I'll also point out the <(sort ...) syntax, in case you aren't familiar with it. It's similar to other shell piping operators, except it doesn't pipe the output of the sort command to the standard input of join. Instead, it creates a new file handle, and a UNIX path is substituted into its place for the arguments to join. It looks something like /dev/fd/11 on my machine.

Outer join

Instead, imagine that we want to output all of the lines from enrollments.csv, regardless of whether we have a course description in courses.csv. In SQL, we'd use an outer join for this. Sure enough, join supports this too, via another flag.

The flag to use is -a 1, which indicates that we should show all lines from File 1. (We could alternatively specify -a 2 if we wanted to include all lines from the second file.)

# join -t , -1 2 -2 1 -a 1 <(sort -t , -k 2 enrollments.csv) <(sort -t , -k 1 courses.csv)


CIS 163,Bob,Computer Science II
CIS 263,Alice,Data Structures and Algorithms
CIS 351,Alice,Computer Organization
CIS 351,Ryan,Computer Organization
MTH 225,Bob,Discrete Structures I
MTH 325,Alice,Discrete Structures II
MTH 325,Ryan,Discrete Structures II
James,WRT 350
Ryan,WRT 350
# 

Excluding matches

What if we actually wanted to find all the courses where nobody has enrolled?

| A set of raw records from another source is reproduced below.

PR #540, opened 2021-09-23
Better imports

### LINKED ISSUE #515: Make directory for storing custom modules
As a replacement for the current `JsonAI.imports` mechanism, Lightwood should create a directory where all custom ML blocks are stored (potentially following the same structure as core Lightwood). This directory would be turned into a Python module so that at runtime Lightwood automatically imports any custom block that is discovered, streamlining the process.

George3d6:
* Removed import key from Json AI
* Import everything that we may want to use in the top-level predictor by default
* Custom modules are imported by default from `~/lightwood_modules` and `/etc/lightwood_modules` if they exist (maybe add an extra path for windows?)

Resolves #515


tests/integration/advanced/test_custom_modules.py
```diff
@@ -0,0 +1,52 @@
...
+
+
+test_err_message = 'This ! Is ! A ! Testing ! Error !'
+
+
+def create_custom_module():
+    mdir = os.path.expanduser('~/lightwood_modules')
+
+    try:
+        shutil.rmtree(mdir)
```
paxcema, line 16: Wouldn't this test remove all custom modules a user might have added?

George3d6: Yeap, we should probably only remove the file we create,, good point.

hakunanatasha: Might be worth considering a "refresh modules" by removing anything custom function. Either way, I like it.

Dumb question, how do users import custom accuracy functions as in if they want to do ```from sklearn.metrics import hinge_loss``` with this new approach?

hakunanatasha (approved):
General approval on the strategy, let's chat in standup.

The only caveat I see is that I don't follow how a user can bring a custom metric imported from another package but I may not be reading too carefully.

tests/integration/advanced/test_custom_modules.py
George3d6: Any accuracy function gets auto-imported:
`accuracy_function = getattr(importlib.import_module('sklearn.metrics'), accuracy_function_str)`

PR #546, opened 2021-09-27
Allow quantity as target

### LINKED ISSUE #545: Mixers don't support quantitiy target
I think this applies to all of them, we should introduce it, basically just a number.

George3d6:
Allows `quantitiy` to be the dtype of the target column, modifies mixers, statistical analysis and model analysis modules to account for this.

Adds test for this case.

Closes #545


paxcema (approved):
General approve, but it seems like the test is missing?

lightwood/analysis/explain.py
```diff
@@ -223,7 +223,7 @@ def explain(data: pd.DataFrame,
         insights['prediction'] = insights['prediction'].astype(int)
         insights['upper'] = insights['upper'].astype(int)
         insights['lower'] = insights['lower'].astype(int)
-    elif target_dtype in (dtype.float):
+    elif target_dtype in (dtype.float, dtype.quantity):
```
hakunanatasha, line 226: im ok with quant being a float but what sort of things are taken as a quant INSTEAD of float/int in use cases?

hakunanatasha (approved):
In general approved but one major high level question is that what data is categorized as quantity? from `data.infer_types` it seems like its when its not date-time/date or i guess numeric etc.

The reason I ask is because I want to know why we cast quantity as a float (which IS reasonable and im OK with that default) as opposed to an int? What are the cases (if any) that may be beneficial to have an int?

With questions answered this can be merged.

In SQL, this would be akin to doing an outer join and constraining one table's ID to null.

To achieve this, join provides us with the -v flag. You specify a file number along with it, and then join will only print out the lines from that file that could not be paired with any lines in the other file.

Here it goes:

# join -t , -1 2 -2 1 -v 2 <(sort -t , -k 2 enrollments.csv) <(sort -t , -k 1 courses.csv)

CIS 162,Computer Science I STA 215,Introductory Applied Statistics #

Side note: It's actually possible to specify both files with multiple -v flags. The output is probably less useful to a machine.

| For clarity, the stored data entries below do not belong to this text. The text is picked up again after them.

Issue #547, opened 2021-09-27
Fix OneHotEncoder in JSONAI if fewer than 100 (N) categories


hakunanatasha:
Right now we call CatAE; under the hood, this defaults to OHE when under 100 categories, but the logic can be moved outside to make things more simple.

George3d6:
getting this done today or tomorrow

PR #549, opened 2021-09-27
Select OHE at json-ai build time and fix pandas None bugs

George3d6:
Categorical AE and implicitly Short text encoder no longer switch to OHE mode for < 100 categories

Fixed bugs where pandas is replacing `None` with various stuff that's something else by aggressively checking all values pandas might replace `None` with and converting them back to `None` at cleaning time.

Addresses #547

### DIFF
--- a/lightwood/data/cleaner.py
+++ b/lightwood/data/cleaner.py
@@ -54,7 +54,7 @@ def cleaner(
         # If you want to customize the cleaner, it's likely you can to modify ``get_cleaning_func``
         for nan_val in VALUES_FOR_NAN_AND_NONE_IN_PANDAS:
             data[col] = data[col].apply(get_cleaning_func(dtype_dict[col], custom_cleaning_functions)
-                                    ).replace({nan_val: None})
+                                        ).replace({nan_val: None})
         # If a column has too many None values, raise an Excpetion
         # Figure out how to reintroduce later, maybe a custom flag, `crash for too much invalid data`?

Other SQL-like tools in the Unix toolbox

Unix offers other tools that have analogs to what SQL gives us. I've thought of a few:

CommandSQL analog
awkSELECT
grepWHERE
uniqSELECT DISTINCT
sumSUM()

Can you think of others? Leave some suggestions in the comments!

Conclusion

I'm not really sure when or why I'll end up using this, but it's pretty cool to know it's there. Even after over a decade of using the Unix command line, I'm still surprised by it.